I think if you click forum actions then general settings. There you will see the option which i figured out tonight as well


----------



## Basra (Mar 5, 2017)

Inspector said:


> I think if you click forum actions then general settings. There you will see the option which i figured out tonight as well
> 
> 
> 
> ...












Perfect thank you


----------



## Inspector (Feb 23, 2017)

No worries glad to help..


----------



## Basra (Mar 5, 2017)

Weird I still cant get notifications, I have to go into profile and open all my threads to check. Surely theres some way of doing this?


----------



## Glenn (Jun 14, 2008)

@Basra

Currently you have


Do not subscribe

Subscribe with no notification

Instant email notification

Daily email notification

Weekly email notification

Tapatalk is easiest for notifications


----------



## Basra (Mar 5, 2017)

Thanks still trying to figure out how to access settings.


----------



## MildredM (Feb 13, 2017)

'Settings' at the top right, then 'General Settings' from the list down the left


----------



## Basra (Mar 5, 2017)

MildredM said:


> 'Settings' at the top right, then 'General Settings' from the list down the left


And then?

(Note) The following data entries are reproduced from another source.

Issue #1263, opened 2022-02-10
As a data developer, I want to replace our custom data snapshots approach with `pytest-snapshot`


lucasmbrown-usds:
**Description**
https://pypi.org/project/pytest-snapshot/ provides a better solution than our home-grown snapshot tests because it does not require as much additional custom logic (because you can simple wrap the assertion as well as the snapshot writing into a single line). We should look into updating this custom logic to use this framework. 

At the same time, some of our custom tests use fixtures as the *inputs* to the test, not the outputs, and `pytest-snapshot` may not be as well suited for that. 

Investigate the pros and cons of the upgrade and implement the desired approach before we roll out unit testing to the other sources as part of #1217.

lucasmbrown-usds:
Just do for NRI for now.

widal001:
@emma-nechamkin and I were thinking about using this issue to serve as a scratch pad for our evaluation of `pytest-snapshot` to see if it meets the needs currently addressed by [`TestETL.test_update_test_fixtures()`](https://github.com/usds/justice40-tool/blob/521c61dff307212a91ad225bb5a32c9e88548746/data/data-pipeline/data_pipeline/tests/sources/example/test_etl.py#L504). If those needs are met, it may also require some refactoring of the tests overall to adapt them to use `pytest-snapshot`

Below I've outlined my current understanding of the current use case and highlighted some key questions we'll want to answer about `pytest-snapshot` that may inform if/how we use it to replace the current snapshot update mechanism:

### Use Case

Our use case for updating test fixtures has the following characteristics/needs:

- **Manual Updates of Input Data:** I want to manually create/edit an input file that mocks the data source for a particular datasource, so that I have control over the seed data that populates the snapshots created at each step of the ETL process I'm testing
- **Sequential Updates of Snapshots**: When I need to change the fixtures, I want to automatically update each snapshot in the ETL process using the output of the previous step as the input to the subsequent step (and the manually supplied input for the first step), so that I can trust the changes to the input will propagate across steps and I don't have to manually provide input data for each step. 
- **Explicit Execution:** I _don't_ want ETL snapshots to be updated unless I explicitly pass a certain flag to `pytest` via the CLI during the execution of tests, so that I don't accidentally update snapshots when I run the tests to validate the ETL outputs against those snapshots.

Sorry I cant figure it out


----------



## MildredM (Feb 13, 2017)

Hey, it's just a thought . . . Maybe you are getting email notifications but they are going in your spam folder.


----------



## Basra (Mar 5, 2017)

I dont want email notifications its a bit of a process to see if anyone has replied to a thread. I wanted to have notifications on site if possible


----------



## MildredM (Feb 13, 2017)

Basra said:


> I dont want email notifications its a bit of a process to see if anyone has replied to a thread. I wanted to have notifications on site if possible


Doh! Sorry . . . . I see now. I suppose I tend to click on 'subscribed threads' (when I remember)!


----------